PR #28, opened 2021-07-22
APM-312886

equardo:
Small change in the CloudFormation template making it so the name of EC2 containing ActiveGate is named *stack-name*-active-gate.

### DIFF
--- a/dynatrace-aws-log-forwarder-template.yaml
+++ b/dynatrace-aws-log-forwarder-template.yaml
@@ -578,6 +578,9 @@ Resources:
             DeleteOnTermination: "true"
             VolumeSize: "8"
       SecurityGroupIds: [ !Ref VPCSecurityGroup ]
+      Tags:
+        - Key: Name
+          Value: !Join [ "-", [ !Ref 'AWS::StackName', "active-gate" ] ]
       UserData:
         Fn::Base64:
           !Sub


wojtasskorcz (approved):

mmajcher (approved):
Very nice! 
Glad we managed to secure all accesses :)

dynatrace-aws-log-forwarder-template.yaml
```diff
@@ -578,6 +578,9 @@ Resources:
             DeleteOnTermination: "true"
             VolumeSize: "8"
       SecurityGroupIds: [ !Ref VPCSecurityGroup ]
+      Tags:
+        - Key: Name
+          Value: !Join [ "-", [ !Ref 'AWS::StackName', "active-gate" ] ]
```
dt-be, line 583: Funny that name's a tag. I assume it works:P

dt-be (approved):

dynatrace-aws-log-forwarder-template.yaml
equardo: image

equardo: It is kind of weird how it's a tag but from what I can gather that's how it is and it does work.

mmajcher: Can confirm, it is a tag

What you should do:
In the listing above, find each line containing "yaml" and copy it.

Answer to the exercise:
--- a/dynatrace-aws-log-forwarder-template.yaml
+++ b/dynatrace-aws-log-forwarder-template.yaml
dynatrace-aws-log-forwarder-template.yaml
dynatrace-aws-log-forwarder-template.yaml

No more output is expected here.